# Apple Sticker on your car?



## dixonbm (Apr 27, 2003)

Do you put one of those Apple stickers on your car when you get a new mac, so you can identify yourself to other mac users?

If not then where do you put yours.

Everytime I see a sticker on someone else's car a smile crosses my face.  I feel like I'm apart of something greater than myself.  

Bill Gates, watch out!  We are going to take over the world!

All hail to the Emperor Steve Jobs!


----------



## fryke (Apr 27, 2003)

My elegant black leather carrying case for the iBook of course needed to be badged. I want people to know that they steal quality.


----------



## Duddle (Apr 27, 2003)

As soon as you walk in my front room there is no mistaking my neat wee iMac. But just to make sure they know what it is I have my sticker on the drawer of my desk.


----------



## iswitched (Apr 27, 2003)

My Apple sticker is on my car. I consider it a badge of honour and a kind of "shuck you Farley" to all those PC users eating my dust  I'm still looking out for someone else with one on their car.....!

iSwitched


----------



## Giaguara (Apr 27, 2003)

i want to bring a Smart (Mercedes-Benz) to US as they don't have any. THAT will look a great car to be used behind the apple sticker.

or i could get more stickers (or buy more computers) and have apple-tan .. using the stickers as a top on beach.


----------



## Ugg (Apr 27, 2003)

I have two in the rear window of my truck.  

Before I got the truck I had a Saturn Coupe with a rainbow banner on the rear bumper.  When I got the truck, I didn't replace the banner but put the Apple stickers on instead.  One of the guys (straight) at work said, "Oh, you got a different rainbow sticker for your truck"  

He wasn't very Apple literate so I had to explain to him that it was Apple's logo not a gay rainbow apple.  Anyway, they serve a dual purpose for me although I think a lot of people see the rainbow and think "gay" before they think Apple.  At least that was my impression in Seattle.  

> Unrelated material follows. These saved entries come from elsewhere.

PR #563, opened 2026-09-15
fix(comparator): handle all-null object columns in string comparison

### LINKED ISSUE #562: PandasCompare reports a mismatch on an all-null object-dtype column even when both sides are identical
Comparing two identical DataFrames reports a mismatch on any object-dtype column that is null on every row in both frames.

Repro (datacompy 1.0.4):

```python
import pandas as pd
import datacompy

df1 = pd.DataFrame({'id': [1, 2, 3], 'note': [None, None, None]})
df2 = pd.DataFrame({'id': [1, 2, 3], 'note': [None, None, None]})

c = datacompy.PandasCompare(df1, df2, join_columns=['id'])
c.matches()
```

Expected `True`, the frames are identical. Actual `False`. The per-column stats for `note` show `null_diff: 0` (both sides really are null everywhere) but `unequal_cnt: 3` and `all_match: False`.

Same thing through the CLI: two identical parquet files with an all-null object column, compared with `python -m datacompy compare --left left.parquet --right right.parquet --on id --backend pandas`, report the column as differing on every row.

For contrast, an all-NaN numeric column and an all-null nullable boolean column both compare equal correctly, so this looks specific to the object/free-text dtype path.

Tested on a clean clone at HEAD 7cb4005, `pip install -e .`, no other changes.

fdosani:
Fixes #562 

## What this is for
Comparing two identical tables was wrongly reporting a difference whenever a text column was empty (all blank/null) on both sides. This fix makes that case compare correctly as a match.

## What it does
- Teaches the string comparison logic to recognize an all-empty column instead of giving up and calling it a mismatch
- Adds tests covering two all-empty columns, and one empty column compared against a column that has some real text in it


rhaffar (approved):
LGTM

PR #564, opened 2026-09-16
Fix #551 : add DataComPy agent skill (SKILL.md, backends, migration guide)

### LINKED ISSUE #551: Add a DataComPy agent skill (SKILL.md + references), modeled on polars-inc/skills
## Summary

[polars-inc/skills](https://github.com/polars-inc/skills/tree/main/polars) ships a first-party **agent skill** for Polars: a `SKILL.md` plus on-demand `references/` files that teach coding agents (Claude Code, Codex, Copilot, Cursor) how to use the library correctly, following the [SKILL.md open standard](https://code.claude.com/docs/en/skills).

DataComPy is a good candidate for the same treatment. Agents writing DataComPy code today tend to reach for the v0 `datacompy.Compare` API, pick the wrong backend class, misuse `abs_tol`/`rel_tol`, or hand-roll mismatch analysis that `all_mismatch()` / `report()` already do. A skill fixes that at the source instead of one prompt at a time.

## Proposed layout

```
skills/datacompy/
├── .claude-plugin/
│   └── plugin.json          # Claude Code plugin manifest
├── SKILL.md                 # core methodology + routing to references
└── references/
    ├── backends.md
    ├── joins-and-keys.md
    ├── tolerances.md
    ├── reports.md
    ├── comparators.md
    ├── migration-v0-to-v1.md
    └── troubleshooting.md
```

No build step; the directory is the deliverable. It lives in this repo so it versions alongside the API it documents.

## SKILL.md core content

Frontmatter `name` / `description` written so agents auto-load it on "compare two dataframes", "diff these tables", "reconcile", "PROC COMPARE", "datacompy".

The prescribed workflow:

1. **Pick the backend class by dataframe type, not by preference**: `PandasCompare`, `PolarsCompare`, `SparkSQLCompare`, `SnowflakeCompare`. Never convert a Spark or Snowpark dataframe to Pandas just to compare it.
2. **Establish the join key before anything else.** `join_columns` (or `on_index=True` for Pandas/Polars only). Verify uniqueness of the key first, since duplicate keys change the semantics of the whole comparison.
3. **Construct once, then read results off the object.** Don't recompute; `_compare` runs at init.
4. **Answer with the built-ins**: `matches()`, `subset()`, `all_columns_match()`, `all_rows_overlap()`, `intersect_rows_match()`, `count_matching_rows()`, `columns_with_mismatches()`, `only_join_columns()`, `sample_mismatch()`, `all_mismatch()`, `report()`, `build_report_data()`.
5. **Set tolerances deliberately.** Default is exact (`abs_tol=0`, `rel_tol=0`); floats almost always need one.

Core rules to encode:

- `matches()` is the boolean; `report()` is for humans. Don't parse the report string to make a decision, use the accessors or `build_report_data()`.
- `cast_column_names_lower=True` is the default on Pandas/Polars; Snowflake normalizes to **upper**. Tolerance dict keys must match that casing. This is a real footgun and gets its own callout.
- `abs_tol`/`rel_tol` accept a float *or* a `dict[str, float]` for per-column tolerances (`validate_tolerance_parameter` in `base.py`).
- `sensitive_columns` masks values in the report; `reveal_sensitive_columns()` unmasks. Mention it before an agent writes its own redaction.
- Spark and Snowflake are optional imports. Guard on `ImportError`, and never assume `datacompy.SparkSQLCompare` exists.
- `on_index` and `join_columns` are mutually exclusive, and `on_index` is not available on all backends.

Gotchas worth calling out explicitly (the equivalent of the Polars skill's "string literals are column names" section):

- Column-name case folding silently renaming columns, and what that does to `join_columns`.
- `ignore_spaces` / `ignore_case` apply to string comparison, not to join-key matching.
- Unequal row counts vs. unequal *keys*: `all_rows_overlap()` vs. `matches()`.
- Comparing on a non-unique key produces a many-to-many merge, not an error.

## references/ contents, one file per axis

| File | Contents |
|---|---|
| `backends.md` | Class-per-backend table, constructor signature differences (Snowflake takes a `session` first and accepts table-name strings), install extras, which options each backend supports. |
| `joins-and-keys.md` | Choosing `join_columns`, `on_index`, composite keys, verifying uniqueness first, what happens when keys are duplicated or null. |
| `tolerances.md` | `abs_tol` vs `rel_tol` semantics, float vs dict form, per-column tolerances, casing rules for dict keys per backend. |
| `reports.md` | `report()`, `template_path=` for custom Jinja2 templates, `save_html_report()`, `build_report_data()` and the `ReportData`/`ColumnSummary`/`MismatchStats` types for programmatic consumption. |
| `comparators.md` | The `datacompy.comparator` subpackage: numeric / string / boolean / array-like per backend, and how to write and pass a `custom_comparators` list. |
| `migration-v0-to-v1.md` | `datacompy.Compare` to `PandasCompare`, `SparkCompare` to `SparkSQLCompare`, renamed/removed args. This is the highest-value file, since agents trained on pre-1.0 material default to the old API. |
| `troubleshooting.md` | Common errors mapped to fixes: "Only provide on_index or join_columns", missing-optional-dependency import errors, tolerance key mismatches, memory blowups on `all_mismatch()` for wide frames. |

## Open questions

- **Placement**: `skills/datacompy/` at repo root (mirrors the Polars layout, discoverable) vs. shipping inside the wheel. Leaning toward repo root, not packaged.
- **Scope**: one skill covering all four backends, or a core skill plus per-backend skills? Starting with one; the `references/` split already gives per-backend routing without the fragmentation.
- **Docs overlap**: `docs/source/*_usage.rst` covers much of this prose already. The skill should stay short and rule-shaped rather than duplicating the docs. Where a reference file and the docs would say the same thing, the reference file wins on brevity and links out.
- **Testing**: worth a small eval set (N prompts, expected API usage) to catch regressions when the API changes. Could start as a checklist rather than CI.
- **Branch**: should land on `develop` alongside v1, since the whole point is teaching the v1 API.

## Proposed sequencing

1. `SKILL.md` + `plugin.json` + `migration-v0-to-v1.md` + `backends.md`, covering the two failure modes that matter most (wrong API version, wrong backend class).
2. `tolerances.md`, `joins-and-keys.md`, `reports.md`.
3. `comparators.md`, `troubleshooting.md`.
4. README section on installing the skill; optional submission to skill directories.

prakhar2000:
Fix #551
## Summary

- Step 1 of #551: `skills/datacompy/SKILL.md`, `.claude-plugin/plugin.json`, `references/backends.md`, and `references/migration-v0-to-v1.md`, modeled on [polars-inc/skills](https://github.com/polars-inc/skills/tree/main/polars).
- Branched from `main` because CLAUDE.md treats `main` as the current release branch (the issue's `develop` note predates that).
- Written with AI assistance. Every behavior claim was checked against the code on `main`, and v0 names were checked against `support/0.19.x`, `v0.13.3`, and `v0.10.5`. Pandas and Polars examples were executed.

## Corrections to the #551 draft

The skill documents what the code does, not the issue text where they differ:

- Sensitive columns are `hide_sensitive_columns([...])` after construct. There is no `sensitive_columns=` constructor argument.
- Duplicate join keys are paired by row order within each key group, not merged many-to-many.
- `ignore_spaces` does strip join keys before matching. `ignore_case` does not; it only applies to compared string values after the join.
- Tolerance dict keys are normalized (lowercased when `cast_column_names_lower=True`, uppercased on Snowflake). A misspelled key is ignored silently; `AMT` vs `amt` is not the footgun once that runs. `on_index` is Pandas only, not Polars.

## Question, not a bug

`hide_sensitive_columns()` masks sample values, but the report's Max Diff column still prints the numeric difference (for example `29000` for salaries `50000` vs `79000`). Is that intentional, or should Max Diff be masked too when the column is hidden?

## Test plan

- [ ] `grep` for em dashes under `skills/` returns nothing
- [ ] Pandas and Polars code blocks in `SKILL.md` and `references/backends.md` run
- [ ] Confirm the skill never tells an agent to use `datacompy.Compare` or `sensitive_columns=`


skills/datacompy/SKILL.md
```diff
@@ -0,0 +1,163 @@
...
+  many-to-many. Two rows with `id=1` in each frame become two intersect
+  rows, first-with-first and second-with-second.
+- **`ignore_spaces` strips join keys before matching.
+  `ignore_case` does not.** `ignore_case` only affects compared string
+  values after the join.
+- **Null join keys match each other.** A null in df1 joins a null in
+  df2.
+- **`hide_sensitive_columns()` masks values in samples and unique-row
+  snippets, but `Max Diff` in the report still shows the numeric
+  difference.**
```
fdosani:
```suggestion
- **`hide_sensitive_columns()` does not fully protect a masked column.**
  Row-level values in samples and unique-row snippets are masked, but
  `Max Diff` in the report still shows the raw numeric difference. If
  one side of the comparison is already known, Max Diff can reveal the
  other. Treat masking as partial, not a full guarantee, and warn users
  who need to compare truly sensitive columns.
```

fdosani (changes requested):
Thanks for the PR @prakhar2000 

Confirmed this is a bug, not a documentation nuance. `hide_sensitive_columns()` only overwrites values in `df1_unq_rows`, `df2_unq_rows`, and `intersect_rows`. It never touches `column_stats` / `MismatchStat`, so `max_diff` (computed straight from raw values in `_intersect_compare()`) flows into the report unmasked. If one side of the comparison is already known publicly, Max Diff can expose the other side, which can defeat the purpose of masking.

I've filed this as a separate issue so it can be tracked and fixed independently of
this docs PR:  #565 

One small suggestion to the SKILL.md include

skills/datacompy/SKILL.md
prakhar2000: Thanks for the suggestion.
will apply the fix

fdosani:
@prakhar2000 the linting seems to be failing. Can you clean that up please when you have some time.

prakhar2000:
Fixed. ruff format --check wanted a blank line after the import in the first SKILL.md fence. Pushed.

fdosani (approved):

prakhar2000:
Thanks.
Just tag me if there is anything left on my side

PR #450, opened 2021-01-30
Implement serde for physical plan Csv/Parquet scan

andygrove:


rust/ballista/proto/ballista.proto
```diff
@@ -274,13 +275,19 @@ message PhysicalPlanNode {
...
 
-message ScanExecNode {
+message ParquetScanExecNode {
+  repeated string filename = 1;
+  repeated uint32 projection = 2;
+}
+
+message CsvScanExecNode {
   string path = 1;
   repeated uint32 projection = 2;
```
edrevo, line 285: Does projection make sence for Csv?

andygrove: Yes, this is the list of columns that we want to load from the CSV file. We only want to load columns that the query needs.

PR #451, opened 2021-01-30
Upgrade Arrow

andygrove:
I ran into limitations with DataFusion 3.0.0 so we are going to need to start using the latest Arrow again.


andygrove:
@Dandandan fyi I ended up having to use latest from Arrow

" or i could get more stickers (or buy more computers) and have apple-tan .. using the stickers as a top on beach."

Hmmm that is a cool idea Gia, sort of like an Apple fig leaf!  I like it!  The forbidden fruit tan!  Hey, what a great alternative for a tattoo.


----------



## dixonbm (Apr 28, 2003)

I see one on a car around town once every week or so.  I guess Nashville has a good sized  mac community.  I still haven't put one on my car.  I've been saving it till I get a new one.  I'm thinking of a VW beetle.  I think it would be a great match for my Apple.   

Sad isn't it?  Some of us try to find a good car to match our computer.


----------



## macidiot (Apr 28, 2003)

I always have, and always will have an apple sticker on my car.  And it is always great to see someone else with one.


----------



## fryke (Apr 28, 2003)

Reminds me, I also have a white Apple sticker on my scooter. Had to take the Peugeot lion away for that, but hey! It looks yummy now. ;-)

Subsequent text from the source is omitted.